• _Instructions to follow_
Tally the lines of these entries that include "intention"; respond with only that tally.

=== Section Start ===

PR #2709, opened 2017-09-01
Fix server not stopping when the user presses `Enter`

jedesah:
- Refactors the way `PortChangingServer` operates and how things are setup to simplify and optimize the code around launching the server

### DIFF
--- a/foundation/src/main/scala/quasar/contrib/scalaz/package.scala
+++ b/foundation/src/main/scala/quasar/contrib/scalaz/package.scala
@@ -16,7 +16,10 @@
 
 package quasar.contrib
 
+import slamdata.Predef._
+
 import _root_.scalaz._, \&/._
+import _root_.scalaz.concurrent.Task
 
 package object scalaz {
   def -\&/[A, B](a: A): These[A, B] = This(a)
@@ -27,4 +30,14 @@ package object scalaz {
 
   implicit def toMonadError_Ops[F[_], E, A](fa: F[A])(implicit F: MonadError_[F, E]): MonadError_Ops[F, E, A] =
     new MonadError_Ops[F, E, A](fa)
+
+  implicit class NewThreadTask(t: Task[Unit]) {
+    def runAsyncOnNewThread(threadName: String, daemon: Boolean): Task[Unit] = Task.delay {
+      val thread = new java.lang.Thread(new java.lang.Runnable {
+        override def run(): Unit = t.unsafePerformSync
+      }, threadName)
+      thread.setDaemon(daemon)
+      thread.start()
+    }
+  }
 }
--- a/foundation/src/main/scala/quasar/contrib/scalaz/package.scala
+++ b/foundation/src/main/scala/quasar/contrib/scalaz/package.scala
@@ -16,10 +16,7 @@
 
 package quasar.contrib
 
-import slamdata.Predef._
-
 import _root_.scalaz._, \&/._
-import _root_.scalaz.concurrent.Task
 
 package object scalaz {
   def -\&/[A, B](a: A): These[A, B] = This(a)
@@ -30,14 +27,4 @@ package object scalaz {
 
   implicit def toMonadError_Ops[F[_], E, A](fa: F[A])(implicit F: MonadError_[F, E]): MonadError_Ops[F, E, A] =
     new MonadError_Ops[F, E, A](fa)
-
-  implicit class NewThreadTask(t: Task[Unit]) {
-    def runAsyncOnNewThread(threadName: String, daemon: Boolean): Task[Unit] = Task.delay {
-      val thread = new java.lang.Thread(new java.lang.Runnable {
-        override def run(): Unit = t.unsafePerformSync
-      }, threadName)
-      thread.setDaemon(daemon)
-      thread.start()
-    }
-  }
 }
--- a/it/src/test/scala/quasar/server/ServiceSpec.scala
+++ b/it/src/test/scala/quasar/server/ServiceSpec.scala
@@ -62,11 +62,7 @@ class ServiceSpec extends quasar.Qspec {
       metaRef    <- TaskRef(metastore).liftM[MainErrT]
       quasarFs   <- Quasar.initWithMeta(metaRef, _ => ().point[MainTask])
       shutdown   <- Server.startServer(quasarFs.interp, port, Nil, None, _ => ().point[MainTask]).liftM[MainErrT]
-      // Give the server a chance to startup
-      _          <- Task.delay(java.lang.Thread.sleep(500)).liftM[MainErrT]
-      r          <- f(uri)
-                      .onFinish(κ(shutdown.onFinish(κ(quasarFs.shutdown))))
-                      .liftM[MainErrT]
+      r          <- f(uri).onFinish(κ(shutdown.onFinish(κ(quasarFs.shutdown)))).liftM[MainErrT]
     } yield r).run.unsafePerformSync
   }
 
--- a/it/src/test/scala/quasar/server/ServiceSpec.scala
+++ b/it/src/test/scala/quasar/server/ServiceSpec.scala
@@ -45,7 +45,8 @@ class ServiceSpec extends quasar.Qspec {
 
   val client = org.http4s.client.blaze.defaultClient
 
-  sequential
+  sequential // These tests spin up a server and there is potential for port conflicts if
+             // they don't run sequentially
 
   def withServer[A]
     (port: Int = 8888, metastoreInit: ConnectionIO[Unit] = ().η[ConnectionIO])
@@ -60,7 +61,9 @@ class ServiceSpec extends quasar.Qspec {
       _          <- metastoreInit.transact(transactor).liftM[MainErrT]
       metaRef    <- TaskRef(metastore).liftM[MainErrT]
       quasarFs   <- Quasar.initWithMeta(metaRef, _ => ().point[MainTask])
-      shutdown   <- Server.startServer(quasarFs.interp, port, Nil, None, _ => ().point[Task]).liftM[MainErrT]
+      shutdown   <- Server.startServer(quasarFs.interp, port, Nil, None, _ => ().point[MainTask]).liftM[MainErrT]
+      // Give the server a chance to startup
+      _          <- Task.delay(java.lang.Thread.sleep(500)).liftM[MainErrT]
       r          <- f(uri)
                       .onFinish(κ(shutdown.onFinish(κ(quasarFs.shutdown))))
                       .liftM[MainErrT]
--- a/web/src/main/scala/quasar/server/Http4sUtils.scala
+++ b/web/src/main/scala/quasar/server/Http4sUtils.scala
@@ -41,7 +41,7 @@ object Http4sUtils {
     * indicate that this application was launched from a script, then this Task will
     * immediately complete with a return value of `false`
     * @return `true` if we waited on user input before returning, false if returning
-    *        immediately for lack of any possibility or receiving user input
+    *        immediately for lack of any possibility of receiving user input
     */
   def waitForUserEnter: Task[Boolean] = Task.delay {
     Option(scala.io.StdIn.readLine).isDefined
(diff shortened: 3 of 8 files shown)


jedesah:
Okay, I might have got a little distracted by this change but on the bright side this vastly simplifies the code around this "restarting server" of ours, achieves the desired behavior without an infinite loop waking up periodically and now I am much more familiar with Java's threading model as well as how this work in `scalaz.concurrent._`

foundation/src/main/scala/quasar/contrib/scalaz/package.scala
```diff
@@ -27,4 +30,14 @@ package object scalaz {
 
   implicit def toMonadError_Ops[F[_], E, A](fa: F[A])(implicit F: MonadError_[F, E]): MonadError_Ops[F, E, A] =
     new MonadError_Ops[F, E, A](fa)
+
+  implicit class NewThreadTask(t: Task[Unit]) {
+    def runAsyncOnNewThread(threadName: String, daemon: Boolean): Task[Unit] = Task.delay {
+      val thread = new java.lang.Thread(new java.lang.Runnable {
+        override def run(): Unit = t.unsafePerformSync
```
djspiewak: You're better off running this in the following way:

```scala
t.unsafePerformAsync(_.fold(throw _, _ => ()))
```

There's no reason to hold onto the thread longer than necessary.

foundation/src/main/scala/quasar/contrib/scalaz/package.scala
```diff
@@ -27,4 +30,14 @@ package object scalaz {
 
   implicit def toMonadError_Ops[F[_], E, A](fa: F[A])(implicit F: MonadError_[F, E]): MonadError_Ops[F, E, A] =
     new MonadError_Ops[F, E, A](fa)
+
+  implicit class NewThreadTask(t: Task[Unit]) {
+    def runAsyncOnNewThread(threadName: String, daemon: Boolean): Task[Unit] = Task.delay {
```
djspiewak: This should take an `ExecutorService` rather than manually creating threads and such.

it/src/test/scala/quasar/server/ServiceSpec.scala
```diff
@@ -60,7 +61,9 @@ class ServiceSpec extends quasar.Qspec {
       _          <- metastoreInit.transact(transactor).liftM[MainErrT]
       metaRef    <- TaskRef(metastore).liftM[MainErrT]
       quasarFs   <- Quasar.initWithMeta(metaRef, _ => ().point[MainTask])
-      shutdown   <- Server.startServer(quasarFs.interp, port, Nil, None, _ => ().point[Task]).liftM[MainErrT]
+      shutdown   <- Server.startServer(quasarFs.interp, port, Nil, None, _ => ().point[MainTask]).liftM[MainErrT]
+      // Give the server a chance to startup
+      _          <- Task.delay(java.lang.Thread.sleep(500)).liftM[MainErrT]
```
djspiewak: Uhhhhhhhhhhh…  What?

web/src/main/scala/quasar/server/Http4sUtils.scala
```diff
@@ -34,7 +34,18 @@ object Http4sUtils {
...
 
-  def waitForInput: Task[Unit] = Task.delay(scala.io.StdIn.readLine).void
+  /**
+    * Wait for the user to press enter before returning. This is a blocking operation,
+    * so the thread will be suspended until it is notified of the user pressing Enter following which
+    * the `Task` will complete. If the standard input stream is ended, which would usually
+    * indicate that this application was launched from a script, then this Task will
+    * immediately complete with a return value of `false`
+    * @return `true` if we waited on user input before returning, false if returning
+    *        immediately for lack of any possibility or receiving user input
```
djspiewak: Oh, that's cool.

web/src/main/scala/quasar/server/PortChangingServer.scala
```diff
@@ -33,61 +32,32 @@ import scalaz.stream.{async, Process}
...
+          val conf = ServerBlueprint(port, idleTimeout = Duration.Inf, produceService(startNew))
+          configQ.enqueueOne(conf).map(_.right)
+      }
     }
-    startNew(initialPort) >> (servers(configQ.dequeue, false).unconsOption.map {
-      case None => throw new java.lang.AssertionError("should never happen")
-      case Some((head, rest)) => PortChangingServer(Process.emit(head) ++ rest, configQ.close)
-    })
+    startNew(initialPort) >>
+    servers(configQ.dequeue, false).run.runAsyncOnNewThread("port-changing-thread", daemon = false).as(configQ.close)
```
djspiewak: Is there a reason to do the thread shifting in `Task` rather than directly on `Process`, given that we're actually working with scalaz-stream here?

web/src/test/scala/quasar/server/ControlServiceSpec.scala
```diff
@@ -18,38 +18,30 @@ package quasar.server
...
-        _ <- causeRestart(uri)
-        unconsResult2 <- others.unconsOption
-        (_, others2) = unconsResult2.get
-        b <- afterRestart
-        _ <- server.shutdown
-        _ <- others2.run
-      } yield b).timed(timeoutMillis)(DefaultTimeoutScheduler).onFinish(_ => server.shutdown)
+      shutdown <- PortChangingServer.start(initialPort, reload => control.service(defaultPort, reload) orElse info.service)
+      // Give the server a little time to startup before issuing a request
+      _        <- Task.delay(java.lang.Thread.sleep(500))
```
djspiewak: Ditto on the 😱 here.

foundation/src/main/scala/quasar/contrib/scalaz/package.scala
jedesah: 👍

web/src/main/scala/quasar/server/PortChangingServer.scala
jedesah: No particular reason aside from me being unfamiliar with how to do that, but I'll have a look

web/src/test/scala/quasar/server/ControlServiceSpec.scala
jedesah: Hey! The last version of `master` that's behaving as expected in terms of this stuff has a `sleep` in the "production" code whereas now they have been relegated to test code. Granted this `sleep` is probably a whole lot more brittle than the infinite loop polling for input, but still!

The problem is that the startup is happening in another thread, but perhaps it's possible to only let the `Task` return once the server is running. I feel pretty confident this is achievable for the first one, but the sleeps will still most likely be necessary in these tests between the restart request and the subsequent request. But since it's pretty similar to how one would go about testing this functionality manually. I can't say that I think these sleeps are the end of the world.

Happy to take suggestions!

web/src/main/scala/quasar/server/Server.scala
```diff
@@ -161,9 +146,20 @@ object Server {
...
+               val persistPort = persistPortChange(webCmdLineCfg.configPath)
+               (for {
+                 shutdown <- startServer(quasarInter, port, webCmdLineCfg.staticContent, webCmdLineCfg.redirect, persistPort)
+                 _        <- openBrowser(port).whenM(webCmdLineCfg.openClient)
+                 _        <- stdout("Press Enter to stop.")
+                 // If user pressed enter (after this main thread has been blocked on it),
+                 // then we shutdown, otherwise we just run indefinitely until the JVM is killed
+                 // If we don't call shutdown and this main thread completes, the application will
+                 // continue to run indefinitely as `startServer` uses a non-daemon `ExecutorService`
+                 // TODO: Figure out why it's necessary to `sleep` to keep the main thread from completing
```
jedesah: @djspiewak Any ideas what could be causing this?

jedesah:
@djspiewak Ready for another look

web/src/main/scala/quasar/server/Http4sUtils.scala
```diff
@@ -79,13 +79,32 @@ object Http4sUtils {
...
+        new java.util.concurrent.LinkedBlockingQueue[java.lang.Runnable],
+        org.http4s.util.threads.threadFactory(i => s"${name}-$i", daemon = false))
+      exec.allowCoreThreadTimeOut(timeout)
+      exec
+    }
+    BlazeBuilder
+      .withIdleTimeout(blueprint.idleTimeout)
+      .bindHttp(blueprint.port, "0.0.0.0")
+      .mountService(blueprint.svc)
+      .withServiceExecutor(newPool("http4s-pool", 4, 3.0, false))
```
djspiewak: Does http4s really run with a CPU factor of 3.0?  That's really really strange…

web/src/main/scala/quasar/server/Server.scala
djspiewak: Not sure, but it's certainly possible that something later on downstream is explicitly calling `System.exit`.  That would override the non-daemon status.

web/src/main/scala/quasar/server/Server.scala
```diff
@@ -154,8 +154,11 @@ object Server {
                  // If user pressed enter (after this main thread has been blocked on it),
                  // then we shutdown, otherwise we just run indefinitely until the JVM is killed
                  // If we don't call shutdown and this main thread completes, the application will
-                 // continue to run indefinitely as `startServer` spanned a new non-daemon thread
-                 _        <- waitForUserEnter.ifM(shutdown, Task.now(()))
+                 // continue to run indefinitely as `startServer` uses a non-daemon `ExecutorService`
+                 // TODO: Figure out why it's necessary to `sleep` to keep the main thread from completing
+                 // instead of simply relying on the fact that the server is using a pool of non-daemon threads
+                 // to ensure the application doesn't shutdown
+                 _        <- waitForUserEnter.ifM(shutdown, Task.delay(java.lang.Thread.sleep(Long.MaxValue)))
```
djspiewak: If your intention is to await forever, then a *vastly* superior method would be the following:

```scala
Task.async(_ => ())
```

This solves two problems.  First, a `sleep` is never guaranteed to actually sleep for that amount of time.  Interruptions can happen which short circuit things.  Second, you're completely eating a thread here.  Given that your intention is just to indefinitely block the continuation, you're better off doing it without a synchronous suspension and the resource leak it implies.

web/src/main/scala/quasar/server/Http4sUtils.scala
jedesah: It would seem so

web/src/main/scala/quasar/server/Server.scala
jedesah: You will be eating up the main Thread either way and that's the whole point because, for reasons I don't understand, if the main thread completes, the application shuts down. Now, I'm not sure who/what would "awake" the main Thread but I could be convinced by that argument as well as the annoying `Long.MaxValue` which is unimaginably long but still a finite amount of time.

web/src/main/scala/quasar/server/Server.scala
jedesah: There is nothing downstream. It's not trivially obvious because this is not the `main` function so you never know but it's pretty easy to follow the few calls from `main` and convince oneself that this is pretty much the last statement

jedesah:
@djspiewak The previous implementation of `PortChangingServer` was using an `async.BoundedQueue` which meant that adding a "restart" to the queue through the `Int => Task[Unit]` function would complete immediately, independently from when the thread reading the queue at the other end would actually trigger the restart and the server actually be up and running. With the new implementation that ditches `Process` in favor of `TaskRef`, the `Int => Task[Unit]` function that the endpoint uses to restart the server only completes once the new server has been started. The one drawback to this is where before the server would probably fail to serve a response to the request asking to restart the server about 90% of times, now it deterministically fails to send a response back to the client (because the server will always have been killed already). But I added this to the doc for the endpoint and I think the implementation is much cleaner and easier to test. It would perhaps be possible to delay the closing of the "original" server to give the endpoint the opportunity to return a successful response, but I'm not sure how to accomplish that without using an `unsafe[something]` that's not at the very edge of the world and so I decide to leave it like this for now.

=== Section End ===

• _Solution_
2